校内一の有名人に会い、話しかけられ、予想外のセリフにパニックになる。
指先が白くなるほど力を入れた手に、ユーリの細い指が触れた。
「さっきから見てただろ? 仕方ねぇから入ってやるよ」
「はぁ!? ちょ、何言って、」
「いいからいいから」
あっという間に傘を奪い、ユーリは傘を開いてさりげない仕草でルークを招き入れる。
腰に腕を回されても、混乱したルークはされるがまま。
呆然としている間に、異様に密着した体勢で歩きだす。
「お前、名前は?」
「ルーク・フォン・ファブレ、です」
「ああ、ファブレの坊ちゃんか」
飛び出してきた実家のことを言われ、ムッとしてユーリを睨むが、あまりの顔の近さに我に返り慌てて目を逸らした。
バクバクと心臓がうるさい。
密着した体を離そうとするけれど、ユーリの手ががっちりと腰を掴んでいて離れられなかった。
離してくれと訴えるが、雨に濡れるからと断られた。
(こんな近いんじゃ、心臓の音聞こえちまう)
否が応にも視界に入るその黒を、必死で視界から追いやりながら、もつれそうになる足で歩く。
ルークの家は駅からそう遠くないところにあるため、駅についてしまえば傘を渡すこともできる。
傘を渡して、自分は走って帰ればいいのだ。
そうだ、と頷いて、足を速めた。
「それにしちゃ庶民だよな」
「悪かったな」
拗ねたような表情を作って見せるも、あまりに近い距離では何の役にも立たず。
ユーリがおかしそうに笑うのを、体の傍で感じるしかなかった。
「ま、そんなだから嫌いになれないんだけどよ」
「え? なんか言ったか?」
「いーや。

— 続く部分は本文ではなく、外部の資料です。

PR #5540, opened 2025-06-04
Structure Factor Estimator Integration

PDoakORNL:
## Proposed changes

This integrates the batched StructureFactorEstimator with the EstimatorManagerNew and the application.

There still needs to be proper documentation in the manual and a proper statistical test.  I'd like to do that in a following PR.

- New feature

- No

sdgx2
## Checklist

### DIFF
--- a/CMake/AddRPATH.cmake
+++ b/CMake/AddRPATH.cmake
@@ -1,6 +1,7 @@
 # Add the directory of the first library file to RPATH/RUNPATH if that directory is not part of OS default locations.
-function(AddRPATH LIBRARY_NAME LIBRARY_FILE)
-  if(LIBRARY_FILE)
+function(AddRPATH LIBRARY_NAME)
+  if(ARGC GREATER 1)
+    list(GET ARGV 1 LIBRARY_FILE)
     cmake_path(GET LIBRARY_FILE PARENT_PATH LIBRARY_DIR)
     list(FIND CMAKE_PLATFORM_IMPLICIT_LINK_DIRECTORIES ${LIBRARY_DIR} isSystemDir)
     if("${isSystemDir}" STREQUAL "-1")
--- a/src/AFQMC/Memory/CUDA/cuda_arch.cpp
+++ b/src/AFQMC/Memory/CUDA/cuda_arch.cpp
@@ -112,6 +112,7 @@ void free(void* p, const std::string& message)
       std::cerr << " Error from: " << message << std::endl;
     }
     std::cerr << " Error from calling cudaFree: " << cudaGetErrorString(status) << std::endl;
+    throw std::runtime_error("Error: cudaFree returned error code.");
   }
 }
 
--- a/src/AFQMC/Memory/HIP/hip_arch.cpp
+++ b/src/AFQMC/Memory/HIP/hip_arch.cpp
@@ -118,6 +118,7 @@ void free(void* p, const std::string& message)
       std::cerr << " Error from : " << message << std::endl;
     }
     std::cerr << " Error when calling hipFree: " << hipGetErrorString(status) << std::endl;
+    throw std::runtime_error("Error: hipFree returned error code.");
   }
 }
 
--- a/src/AFQMC/Numerics/tests/test_dense_numerics.cpp
+++ b/src/AFQMC/Numerics/tests/test_dense_numerics.cpp
@@ -620,7 +620,7 @@ void test_dense_gerf_gqr_strided_device(Allocator& alloc)
     array<int, 1, IAllocator> info(iextensions<1u>{2}, IAllocator{alloc});
     array<T, 2, Allocator> TAU({2, 4}, alloc);
 
-    geqrfStrided(4, 3, A.origin(), 4, 12, TAU.origin(), sz, info.origin(), 2);
+    geqrfStrided(4, 3, A.origin(), 4, 12, TAU.origin(), 4, info.origin(), 2);
     gqrStrided(4, 3, 3, A.origin(), 4, 12, TAU.origin(), 4, WORK.origin(), sz, info.origin(), 2);
     for (int i = 0; i < 2; i++)
     {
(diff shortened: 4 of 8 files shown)


prckent (approved):
LGTM

src/Estimators/StructureFactorEstimator.cpp
```diff
@@ -84,7 +91,20 @@ void StructureFactorEstimator::accumulate(const RefVector<MCPWalker>& walkers,
       sfk_e_e_[k] += weight * (rhok_tot_r_[k] * rhok_tot_r_[k] + rhok_tot_i_[k] * rhok_tot_i_[k]);
       rhok_e_[k] += weight * std::complex<Real>{rhok_tot_r_[k], rhok_tot_i_[k]};
     }
+
+    walkers_weight_ += weight;
+  }
+}
+
+const ParticleSet& StructureFactorEstimator::getParticleSet(const PSPool& psetpool, const std::string& psname) const
```
ye-luo, line 99: There is `ParticleSetPool::getParticleSet` although the call pattern is different currently.
Once we refine that https://github.com/QMCPACK/qmcpack/issues/5543.
This function can be removed. So some future work needed.

src/Estimators/StructureFactorEstimator.cpp
```diff
@@ -103,28 +123,54 @@ void StructureFactorEstimator::write(hdf_archive& file)
...
 void StructureFactorEstimator::collect(const RefVector<OperatorEstBase>& type_erased_operator_estimators)
 {
   int num_crowds = type_erased_operator_estimators.size();
   for (OperatorEstBase& crowd_oeb : type_erased_operator_estimators)
   {
-    StructureFactorEstimator& crowd_sfe = dynamic_cast<StructureFactorEstimator&>(crowd_oeb);
+    auto& crowd_sfe = dynamic_cast<StructureFactorEstimator&>(crowd_oeb);
     this->sfk_e_e_ += crowd_sfe.sfk_e_e_;
     this->rhok_e_ += crowd_sfe.rhok_e_;
+    walkers_weight_ += crowd_sfe.walkers_weight_;
```
ye-luo, line 139: I'm confused by the coverage report. Is this collect function covered by test? IIRC, `collect()` is the most important entry to an estimator.

src/Estimators/StructureFactorEstimator.cpp
```diff
@@ -17,6 +17,15 @@
...
 {
 
+StructureFactorEstimator::StructureFactorEstimator(const StructureFactorInput& sfi,
+                                                   const PSPool& pset_pool,
+                                                   DataLocality data_locality)
+    : StructureFactorEstimator(sfi,
+                               getParticleSet(pset_pool, sfi.get_source()),
+                               getParticleSet(pset_pool, sfi.get_target()),
+                               data_locality)
+{}
```
ye-luo, line 27: Likely we can get remove this constructor and just keep the other one once we clean up `getParticleSet`.

ye-luo (changes requested):
The only required change in this PR is replacing `std::cout` with `app_log()` in all the tests touched by this PR. All the rest of my comment was for future improvement and doesn't require immediate action.

src/Estimators/StructureFactorEstimator.cpp
ye-luo: Probably this also needs to be taken care in this PR. Please clarify.

src/Estimators/StructureFactorEstimator.cpp
PDoakORNL: Right now I don't want the Estimators directly handling particle set pools. I don't think read consumers of pools need access to anything but a name object map.

src/Estimators/StructureFactorEstimator.cpp
PDoakORNL: I actually think this constructor is more fundamental that the public one. 

The names of the particleset source and target are in the in the StructureFactorInput which no other object should really be using or acting on. Right now I feel like the best place to put these global pool to simulation object  operations is in this sort of minimal constructor.

But two things about this. 
* The input isn't actually valid if there isn't a matching source and target particleset so ideally before any StructureFactorEstimator exists the "integrated" validity of the `ParticlePoolInput` + `StructureFactorInput` should be checked. We know before anything in the qmc section is constructed that the input is garbage.

* Design wise I think its desirable to construct simulation objects by handing them their default constructed input and the lowest level simulation objects they require as opposed to vague global objects (like the pools). This declares explicitly the object's construction time data dependence in the constructors signature. Much mucking around in its actual procedural guts to understand this is saved and that code is pulled out in a more organized manner in the delagating constructor.I think there is great value in every simulation object having a "most" delegated constructor like this.

* Additionally unit testing is far more convenient being able to directly construct and pass these sort of objects which may be partially mocked in many cases. 

And hopefully it would reduce developers alternately: 
* leaning on all the heavy input and state machine transformations that the entire application global section and object initialization goes through
or 
* Claiming its too hard to write unit tests because of the same.

ye-luo: > I actually think this constructor is more fundamental that the public one.
This is the public one currently. Could you clarify?

I feel the current public one is less fundamental than the private one that was previously public and now private.

ye-luo: I feel we can handle the input in the following way to avoid too much entanglement.
1. input classes only needs to store names of needed particlesets/wavefunctions/hamiltonians that it operates on. We don't want to contaminate them with pools.
2. It is also undesirable to have pools exposed to estimator classes therefore their constructors.
3. Usually between an object and its input is a builder. In this case EstimatorManagerNew is doing the work making estimators based on input. For this reason, EstimatorManagerNew is the best place to bring in pools. I don't see it bad if EstimatorManagerNew needs to read some info from the input object and it actually always read the type info.
4. In addition, error out from EstimatorManagerNew is always better than an estimator constructor from error handling perspective.

Right now global input estimators has delayed action, extra code will be needed for early validation. It is desirable but not necessarily high priority.

src/Estimators/StructureFactorEstimator.cpp
ye-luo: @PDoakORNL any comment?

ye-luo (approved):

ye-luo:
Test this please

src/Estimators/StructureFactorEstimator.cpp
PDoakORNL: @ye-luo  I will take a look at the coverage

なーんにも」
こんなに近くにいるにもかかわらず、ぽつりと呟いた言葉を拾えず聞き返す。
ユーリは答えずに、拗ねたような表情で顔を背けた。
それがなんだか可愛く見えて、少し笑ってしまった。
「何笑ってんだよ」
「何でもな……あ」
駅に着いた。
なんとなく寂しいと思ってしまった自分にはっとして、ルークはユーリの腕を振り払って駅に走る。
雨はそう強くなかったため、あまり濡れずに済んだ。
ユーリの家がどこだか知らないが、わざわざ電車に乗ってくるのはルークくらいのものだから、きっと駅に用はないだろう。
そう思っていたら、後ろから大声が追いかけてくる。
「ルーク! 傘は明日返すからな! 覚悟しとけよ!」
何を覚悟すればいいのかわかりたくもなくて、逃げるように改札口へと駆けこんだ。
濡れた靴が気持ち悪い。
鞄からタオルを取り出し、濡れた体を拭いた。
ドキドキと駆けまわる心臓は走ったからなのか、それとも違う理由なのか、ルークにはわからなかった。
→
.
[*前へ][次へ#]
無料HPエムペ!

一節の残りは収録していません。